[Start of section]
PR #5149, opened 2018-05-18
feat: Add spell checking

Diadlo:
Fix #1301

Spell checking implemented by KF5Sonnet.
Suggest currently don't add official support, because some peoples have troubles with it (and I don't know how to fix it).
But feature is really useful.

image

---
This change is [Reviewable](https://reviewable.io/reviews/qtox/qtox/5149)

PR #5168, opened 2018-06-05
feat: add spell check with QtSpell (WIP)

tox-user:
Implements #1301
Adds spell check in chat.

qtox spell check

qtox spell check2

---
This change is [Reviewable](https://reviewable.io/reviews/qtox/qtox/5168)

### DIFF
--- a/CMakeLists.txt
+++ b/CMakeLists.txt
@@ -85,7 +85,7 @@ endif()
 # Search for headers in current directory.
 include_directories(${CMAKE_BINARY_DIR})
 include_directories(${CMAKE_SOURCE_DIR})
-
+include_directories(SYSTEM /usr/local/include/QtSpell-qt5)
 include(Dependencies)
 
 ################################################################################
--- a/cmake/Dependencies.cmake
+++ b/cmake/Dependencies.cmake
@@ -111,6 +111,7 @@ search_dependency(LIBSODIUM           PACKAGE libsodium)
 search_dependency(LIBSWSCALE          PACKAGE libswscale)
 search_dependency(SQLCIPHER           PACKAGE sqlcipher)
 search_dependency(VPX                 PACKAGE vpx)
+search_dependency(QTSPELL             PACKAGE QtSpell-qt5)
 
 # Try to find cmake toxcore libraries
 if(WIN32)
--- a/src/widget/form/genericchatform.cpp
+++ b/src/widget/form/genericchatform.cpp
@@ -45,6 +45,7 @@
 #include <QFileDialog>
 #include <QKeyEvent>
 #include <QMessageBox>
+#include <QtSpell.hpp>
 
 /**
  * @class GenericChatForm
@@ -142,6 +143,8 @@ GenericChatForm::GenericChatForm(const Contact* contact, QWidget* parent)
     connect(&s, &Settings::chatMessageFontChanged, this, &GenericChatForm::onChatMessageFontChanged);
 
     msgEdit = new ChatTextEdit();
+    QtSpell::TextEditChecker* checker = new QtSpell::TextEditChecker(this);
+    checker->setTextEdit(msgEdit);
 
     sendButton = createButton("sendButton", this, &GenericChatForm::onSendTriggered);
[End of section]
● WHAT IS EXPECTED
Please copy the lines above from the line with "qtox spell check2" up to and including the line with "--- a/src/widget/form/genericchatform.cpp", exactly as written and with nothing else.

● SOLVED PROBLEM
qtox spell check2

---
This change is [Reviewable](https://reviewable.io/reviews/qtox/qtox/5168)

### DIFF
--- a/CMakeLists.txt
+++ b/CMakeLists.txt
@@ -85,7 +85,7 @@ endif()
 # Search for headers in current directory.
 include_directories(${CMAKE_BINARY_DIR})
 include_directories(${CMAKE_SOURCE_DIR})
-
+include_directories(SYSTEM /usr/local/include/QtSpell-qt5)
 include(Dependencies)
 
 ################################################################################
--- a/cmake/Dependencies.cmake
+++ b/cmake/Dependencies.cmake
@@ -111,6 +111,7 @@ search_dependency(LIBSODIUM           PACKAGE libsodium)
 search_dependency(LIBSWSCALE          PACKAGE libswscale)
 search_dependency(SQLCIPHER           PACKAGE sqlcipher)
 search_dependency(VPX                 PACKAGE vpx)
+search_dependency(QTSPELL             PACKAGE QtSpell-qt5)
 
 # Try to find cmake toxcore libraries
 if(WIN32)
--- a/src/widget/form/genericchatform.cpp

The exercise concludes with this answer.